Ibusiness, timing is everything—even for the rich and famous. The boom time for celebrity entrepreneurship took off like a rocket around the end of 2020, and the pop stars, actors and talk show hosts who best took advantage minted fortunes in the hundreds of millions, even billions in a few cases, by putting their name on everything from cosmetics brands to TV and movie production companies. But now they, like many others, are feeling the effects of a cooling economy.
On Forbes’ list of America’s Richest Self-Made Women this year, 16 celebrities rank among the 100 entrepreneurs, executives and entertainers. In order to make the cut, candidates had to be worth at least $350 million—up from $300 million last year and $225 million in 2023.
These stars of the stage and screen are collectively worth $14.1 billion, up from $13.3 billion last year—thanks to the addition of actress Selena Gomez (No. 48), who isn’t yet a billionaire but whose estimated $700 million net worth makes up almost the entirety of that difference. Most of the other 15 stars’ fortunes are little changed from a year ago.
Gomez launched her cosmetics company Rare Beauty at the start of the celebrity business boom, in September 2020, and it disclosed $367 million in revenue by 2023. Similarly, Judy Sheindlin (No. 61) signed a mega deal in late 2020 to move her eponymous TV arbitration show to Amazon Prime; pop star Rihanna (No. 35) raised money for her Savage x Fenty lingerie brand at a $1 billion valuation in early 2021; Madonna (No. 42) signed a lucrative new deal with Warner Music that summer; and, perhaps most notably, movie star Reese Witherspoon (No. 82) sold a majority stake in her production company Hello Sunshine in August 2021 at a reported $900 million valuation.

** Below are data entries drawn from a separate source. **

PR #18672, opened 2021-06-28
[glew] Fix the dependency

### LINKED ISSUE #18662: GLEW build failure on Ubuntu
**Host Environment**
- OS: Linux (Ubuntu 20.04 via Github Actions)
- Compiler: GCC and Clang

**To Reproduce**
(in Github Actions)
' git submodule add https://github.com/microsoft/vcpkg vcpkg/'
'pushd vcpkg'
'./bootstrap-vcpkg.sh -disableMetrics'
'./vcpkg install catch2 glew glfw3 --triplet x64-linux'
(permalink to yaml file https://github.com/Journeyman-dev/TUIC/blob/b97438671742a044c69f11a2814b5ef60fd37982/.github/workflows/Tests.yml)
(actions report https://github.com/Journeyman-dev/TUIC/actions/runs/974265097)

**Failure logs** 
(logs extracted from Github Actions using actions/archive)
```
CMake Error at /home/runner/work/TUIC/TUIC/vcpkg/downloads/tools/cmake-3.20.2-linux/cmake-3.20.2-linux-x86_64/share/cmake-3.20/Modules/FindPackageHandleStandardArgs.cmake:230 (message):
  Could NOT find OpenGL (missing: OPENGL_opengl_LIBRARY OPENGL_glx_LIBRARY
  OPENGL_INCLUDE_DIR)
  /home/runner/work/TUIC/TUIC/vcpkg/downloads/tools/cmake-3.20.2-linux/cmake-3.20.2-linux-x86_64/share/cmake-3.20/Modules/FindPackageHandleStandardArgs.cmake:594 (_FPHSA_FAILURE_MESSAGE)
  /home/runner/work/TUIC/TUIC/vcpkg/downloads/tools/cmake-3.20.2-linux/cmake-3.20.2-linux-x86_64/share/cmake-3.20/Modules/FindOpenGL.cmake:443 (FIND_PACKAGE_HANDLE_STANDARD_ARGS)
  /home/runner/work/TUIC/TUIC/vcpkg/scripts/buildsystems/vcpkg.cmake:771 (_find_package)
  CMakeLists.txt:40 (find_package)
```

**Additional context**
it is apparent that vcpkg recognizes that opengl[core] is needed for glew to work and downloads it as a dependency:
```
Run ./vcpkg install catch2 glew glfw3 --triplet x64-linux
    catch2[core]:x64-linux -> 2.13.6
    glew[core]:x64-linux -> 2.1.0#10
    glfw3[core]:x64-linux -> 3.3.4
  * opengl[core]:x64-linux -> 0.0#8
  ```
 It should be noted that  opengl[core] is not needed for glfw3 or catch2, so it must be installing it for glew unless there is a mistake in one of those two packages. 
 
 Despite the fact that vcpkg successfully installs opengl[core], it fails to link it with glew correctly. Also note that instead of using the built in vcpkg install that ships with GitHub Actions server, I cloned it as a submodule to ensure that I am using the latest version of vcpkg. As you can see from the Actions report, this error does not occur on Windows and Mac operating systems.

### PR DESCRIPTION
**Pull request by PhoebeHui**
Fixes https://github.com/microsoft/vcpkg/issues/18662

glew depends on port opengl, which only built for windows, so limit to platform for dependencies. 
It requires libraries libxmu-dev libxi-dev libgl-dev which should be installed via system package manager on linux, providing the message with user.

### DIFF
--- a/ports/glew/portfile.cmake
+++ b/ports/glew/portfile.cmake
@@ -1,5 +1,5 @@
 if(VCPKG_TARGET_IS_LINUX)
-    message(WARNING "${PORT} currently requires the following libraries from the system package manager:\n    libxmu-dev\n    libxi-dev\n    libgl-dev\n\nThese can be installed on Ubuntu systems via apt-get install libxmu-dev libxi-dev libgl-dev.")
+    message(WARNING "${PORT} requires the following libraries from the system package manager:\n    libxmu-dev\n    libxi-dev\n    libgl-dev\n\nThese can be installed on Ubuntu systems via apt-get install libxmu-dev libxi-dev libgl-dev.")
 endif()
 
 # Don't change to vcpkg_from_github! The sources in the git repository (archives) are missing some files that are distributed inside releases.
--- a/ports/glew/portfile.cmake
+++ b/ports/glew/portfile.cmake
@@ -1,3 +1,7 @@
+if(VCPKG_TARGET_IS_LINUX)
+    message(WARNING "${PORT} currently requires the following libraries from the system package manager:\n    libxmu-dev\n    libxi-dev\n    libgl-dev\n\nThese can be installed on Ubuntu systems via apt-get install libxmu-dev libxi-dev libgl-dev.")
+endif()
+
 # Don't change to vcpkg_from_github! The sources in the git repository (archives) are missing some files that are distributed inside releases.
 # More info: https://github.com/nigels-com/glew/issues/31 and https://github.com/nigels-com/glew/issues/13
 vcpkg_download_distfile(ARCHIVE
--- a/ports/glew/vcpkg.json
+++ b/ports/glew/vcpkg.json
@@ -1,0 +1,13 @@
+{
+  "name": "glew",
+  "version-string": "2.1.0",
+  "port-version": 11,
+  "description": "The OpenGL Extension Wrangler Library (GLEW) is a cross-platform open-source C/C++ extension loading library.",
+  "homepage": "https://github.com/nigels-com/glew",
+  "dependencies": [
+    {
+      "name": "opengl",
+      "platform": "windows"
+    }
+  ]
+}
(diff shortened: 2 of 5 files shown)

### CODE REVIEW

**Review by JackBoosY — APPROVED** [review]

File: ports/glew/vcpkg.json [hunk 1]
```diff
@@ -0,0 +1,13 @@
...
+  "name": "glew",
+  "version-string": "2.1.0",
+  "port-version": 11,
+  "description": "The OpenGL Extension Wrangler Library (GLEW) is a cross-platform open-source C/C++ extension loading library.",
+  "homepage": "https://github.com/nigels-com/glew",
+  "dependencies": [
+    {
+      "name": "opengl",
+      "platform": "windows"
+    }
```
ras0219-msft, line 11:
```suggestion
    "opengl"
```

The port `opengl` is intended to represent `find_package(OpenGL)`, so that is a true dependency on all platforms.

ports/glew/portfile.cmake
```diff
@@ -1,3 +1,7 @@
+if(VCPKG_TARGET_IS_LINUX)
+    message(WARNING "${PORT} currently requires the following libraries from the system package manager:\n    libxmu-dev\n    libxi-dev\n    libgl-dev\n\nThese can be installed on Ubuntu systems via apt-get install libxmu-dev libxi-dev libgl-dev.")
```
ras0219-msft, line 2:
```suggestion
    message(WARNING "${PORT} requires the following libraries from the system package manager:\n    libxmu-dev\n    libxi-dev\n    libgl-dev\n\nThese can be installed on Ubuntu systems via apt-get install libxmu-dev libxi-dev libgl-dev.")
```

ras0219-msft (changes requested):

ports/glew/vcpkg.json
PhoebeHui: Updated, thanks for your review!

ports/glew/portfile.cmake
PhoebeHui: Updated, thanks!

The Hello Sunshine sale is now referenced regularly throughout Hollywood as the peak of a celebrity production bubble. At the time of the acquisition by Blackstone-backed Candle Media, the company projected $80 million in profit by 2023. But according to an October 2023 report in Bloomberg, it produced less than $10 million that year, and the pace of new productions has only continued to slow in the two years since. As of 2025, Forbes estimates Hello Sunshine is worth less than a third of its sale price. (A representative for Witherspoon disagreed with Forbes, but offered no guidance.)